Stored data entries:
PR #276, opened 2026-07-18
fix(ui): restore mouse after source editor return

### LINKED ISSUE #275: Mouse tracking is not restored after source editor exits
When opening a source file with e and returning from the editor, mouse-wheel input can behave incorrectly because Bubble Tea v1 does not restore mouse tracking after tea.ExecProcess.

 There seem to be two possible fixes:

 1. Fix it upstream in Bubble Tea. This was previously proposed in https://github.com/charmbracelet/bubbletea/pull/1583, but the PR was closed after Bubble Tea’s renderer architecture changed.
 2. Add a small revdiff-local workaround: mirror the existing annotation-editor behavior and return tea.EnableMouseCellMotion after the source editor exits, while preserving reload behavior and respecting --no-mouse.

 I have the second approach implemented and tested locally. If that approach is acceptable, I’d be happy to follow up with a PR.

Really liking revdiff btw. TY

phewitt:
## Problem

Opening a source file with `e` releases the terminal through `tea.ExecProcess`, but the source-editor completion path does not restore mouse tracking afterward. This leaves mouse input disabled after both clean and error returns.

## Solution

Mirror the existing annotation-editor behavior by re-enabling mouse cell motion when the session started with mouse tracking enabled. Preserve the source-editor reload behavior by batching restoration with the reload command when both are needed, while continuing to respect `--no-mouse`.

Fixes #275

### DIFF
--- a/app/ui/editor.go
+++ b/app/ui/editor.go
@@ -113,6 +113,7 @@ type sourceEditorFinishedMsg struct {
 	err                  error
 	fileName             string
 	reloadAfterCleanExit bool
+	restoreMouse         bool
 }
 
 // sourceEditorTargetResult is the UI-side decision for one source-editor
@@ -153,7 +154,12 @@ func (m *Model) openSourceEditor() tea.Cmd {
 		}
 	}
 	return tea.ExecProcess(cmd, func(runErr error) tea.Msg {
-		return sourceEditorFinishedMsg{err: runErr, fileName: result.fileName, reloadAfterCleanExit: result.reloadAfterCleanExit}
+		return sourceEditorFinishedMsg{
+			err:                  runErr,
+			fileName:             result.fileName,
+			reloadAfterCleanExit: result.reloadAfterCleanExit,
+			restoreMouse:         m.cfg.mouseTracking,
+		}
 	})
 }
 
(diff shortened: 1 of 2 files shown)


umputun (approved):
logic looks correct and matches the annotation path from #235. All five return paths restore mouse cell motion, `--no-mouse` still wins via the `mouseTracking` gate, and batching with the reload cmd is safe. One test-coverage nit before merge, the added tests don't actually pin the fix in place:

- `openSourceEditor` sets `restoreMouse: m.cfg.mouseTracking` (`app/ui/editor.go:154`) inside the `tea.ExecProcess` completion closure, but no test invokes that closure, so deleting the line leaves every test green while reintroducing the bug. A case that sets `mouseTracking=true` and asserts the propagated flag would catch it.
- the stale-tree (`:359`) and changed-file (`:363`) branches return `restoreMouseCmd`, but the only tests covering them (`SkipsReloadWhen*`) leave `restoreMouse` false and assert `cmd == nil`, so reverting either to `return m, nil` still passes. Extend the `RestoresMouseTracking` table with a `restoreMouse:true` case that hits each mismatch branch.

both minor, production behavior is right on all five paths.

▶ [Directions for this task]: Would you restate every record word for word?

▶ [Reply]:
PR #276, opened 2026-07-18
fix(ui): restore mouse after source editor return

### LINKED ISSUE #275: Mouse tracking is not restored after source editor exits
When opening a source file with e and returning from the editor, mouse-wheel input can behave incorrectly because Bubble Tea v1 does not restore mouse tracking after tea.ExecProcess.

 There seem to be two possible fixes:

 1. Fix it upstream in Bubble Tea. This was previously proposed in https://github.com/charmbracelet/bubbletea/pull/1583, but the PR was closed after Bubble Tea’s renderer architecture changed.
 2. Add a small revdiff-local workaround: mirror the existing annotation-editor behavior and return tea.EnableMouseCellMotion after the source editor exits, while preserving reload behavior and respecting --no-mouse.

 I have the second approach implemented and tested locally. If that approach is acceptable, I’d be happy to follow up with a PR.

Really liking revdiff btw. TY

phewitt:
## Problem

Opening a source file with `e` releases the terminal through `tea.ExecProcess`, but the source-editor completion path does not restore mouse tracking afterward. This leaves mouse input disabled after both clean and error returns.

## Solution

Mirror the existing annotation-editor behavior by re-enabling mouse cell motion when the session started with mouse tracking enabled. Preserve the source-editor reload behavior by batching restoration with the reload command when both are needed, while continuing to respect `--no-mouse`.

Fixes #275

### DIFF
--- a/app/ui/editor.go
+++ b/app/ui/editor.go
@@ -113,6 +113,7 @@ type sourceEditorFinishedMsg struct {
 	err                  error
 	fileName             string
 	reloadAfterCleanExit bool
+	restoreMouse         bool
 }
 
 // sourceEditorTargetResult is the UI-side decision for one source-editor
@@ -153,7 +154,12 @@ func (m *Model) openSourceEditor() tea.Cmd {
 		}
 	}
 	return tea.ExecProcess(cmd, func(runErr error) tea.Msg {
-		return sourceEditorFinishedMsg{err: runErr, fileName: result.fileName, reloadAfterCleanExit: result.reloadAfterCleanExit}
+		return sourceEditorFinishedMsg{
+			err:                  runErr,
+			fileName:             result.fileName,
+			reloadAfterCleanExit: result.reloadAfterCleanExit,
+			restoreMouse:         m.cfg.mouseTracking,
+		}
 	})
 }
 
(diff shortened: 1 of 2 files shown)


umputun (approved):
logic looks correct and matches the annotation path from #235. All five return paths restore mouse cell motion, `--no-mouse` still wins via the `mouseTracking` gate, and batching with the reload cmd is safe. One test-coverage nit before merge, the added tests don't actually pin the fix in place:

- `openSourceEditor` sets `restoreMouse: m.cfg.mouseTracking` (`app/ui/editor.go:154`) inside the `tea.ExecProcess` completion closure, but no test invokes that closure, so deleting the line leaves every test green while reintroducing the bug. A case that sets `mouseTracking=true` and asserts the propagated flag would catch it.
- the stale-tree (`:359`) and changed-file (`:363`) branches return `restoreMouseCmd`, but the only tests covering them (`SkipsReloadWhen*`) leave `restoreMouse` false and assert `cmd == nil`, so reverting either to `return m, nil` still passes. Extend the `RestoresMouseTracking` table with a `restoreMouse:true` case that hits each mismatch branch.

both minor, production behavior is right on all five paths.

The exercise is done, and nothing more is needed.